*PROBLEM TO SOLVE:* Every line of the entries below that carries the string "from" should be copied.

###

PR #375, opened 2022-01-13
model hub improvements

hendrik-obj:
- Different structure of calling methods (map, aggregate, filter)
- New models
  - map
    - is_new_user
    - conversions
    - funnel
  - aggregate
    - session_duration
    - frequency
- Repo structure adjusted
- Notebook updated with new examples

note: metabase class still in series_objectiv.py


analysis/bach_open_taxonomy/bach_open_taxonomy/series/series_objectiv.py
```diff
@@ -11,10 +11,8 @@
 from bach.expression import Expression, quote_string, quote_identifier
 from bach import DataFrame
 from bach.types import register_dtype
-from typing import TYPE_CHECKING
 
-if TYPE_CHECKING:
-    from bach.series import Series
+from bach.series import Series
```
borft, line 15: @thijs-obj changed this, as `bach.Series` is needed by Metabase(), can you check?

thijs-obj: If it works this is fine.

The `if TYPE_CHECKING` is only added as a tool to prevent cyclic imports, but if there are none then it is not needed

###

*ANSWER TO THIS EXERCISE:*
 from bach.expression import Expression, quote_string, quote_identifier
 from bach import DataFrame
 from bach.types import register_dtype
-from typing import TYPE_CHECKING
-    from bach.series import Series
+from bach.series import Series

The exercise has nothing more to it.